One observation per column.
nb
The dimension of the canonical basis consider. By default,
the dimension is the same as the Karhunen-Loève one
(i.e. number of row of x).
Details
The Karhunen-Loève expansion is a sum of an infinity of terms, but here
the expansion is truncated to a finite number of terms. Empirically, we
remark that using twice the dimension of the canonical basis desired
for the number of terms in the expansion is a good compromise.
Value
A object of class fdata with nb discretization points
and the same number of observations as x.
Author(s)
J. Damon
References
Pumo, B. (1992).

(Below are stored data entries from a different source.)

Issue #538, opened 2020-03-04
Specify Bias Monitor plots


bourque:
We need to use the bokeh templating language to build up the plots for the bias monitor.

PR #680, opened 2020-12-22
Make Bias Monitor plots/webpage

bsunnquist:
This PR creates the Bias Monitor plots/webpage (currently only active for NIRCam).

### DIFF
--- a/jwql/website/apps/jwql/monitor_pages/yaml/monitor_bias_interface.yaml
+++ b/jwql/website/apps/jwql/monitor_pages/yaml/monitor_bias_interface.yaml
@@ -260,14 +260,14 @@
 - !ColumnDataSource: &cal_data
     ref: "cal_data"
     data:
-        dh: [1]
-        dw: [1]
+        dh: [0]
+        dw: [0]
         image: [[[0,0], [0, 0]]]
 - !Figure: &cal_image
     ref: "cal_image"
     title: 'Calibrated Zeroth Group of Most Recent Dark'
-    height: 700
-    width: 700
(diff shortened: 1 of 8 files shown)


bsunnquist:
@bourque this is all ready for review - here is what the webpage should look like:
Screen Shot 2020-12-22 at 6 40 38 PM

bourque:
Closes #538

jwql/website/apps/jwql/monitor_pages/yaml/monitor_bias_interface.yaml
```diff
@@ -0,0 +1,336 @@
+# - - - - - - - - - - - - - - - - - - - - - - - - - - - - - - - - - - - - - - -
```
bourque, line 1: There seems to be a lot of repetition in this.  Is there no way to make a more generalized interface file?  Perhaps a question for @gkanarek 

Not a dealbreaker for this PR, but if there is a way to improve this, we should look into it in the future.

bourque (approved):
Thanks @bsunnquist, this looks excellent!

jwql/website/apps/jwql/monitor_pages/yaml/monitor_bias_interface.yaml
bsunnquist: yeah definitely - originally I had a general bias vs time figure that I updated in a loop for each amp/odd/even region, but it ended up being ~twice as slow as separating them like what's in this PR. But yeah, I'm sure there's a better way.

Estimation et Prévision de Processus
Autoregressifs Fonctionnels. Applications aux Processus à Temps Continu.
PhD Thesis, University Paris 6, Pierre et Marie Curie.
See Also
simul.wiener, simul.far.wiener
Examples
data1 <- BaseK2BaseC(x=matrix(rnorm(50),ncol=5,nrow=10), nb=5)
multplot(data1,whole=TRUE)
far documentation built on Aug. 14, 2022, 1:06 a.m.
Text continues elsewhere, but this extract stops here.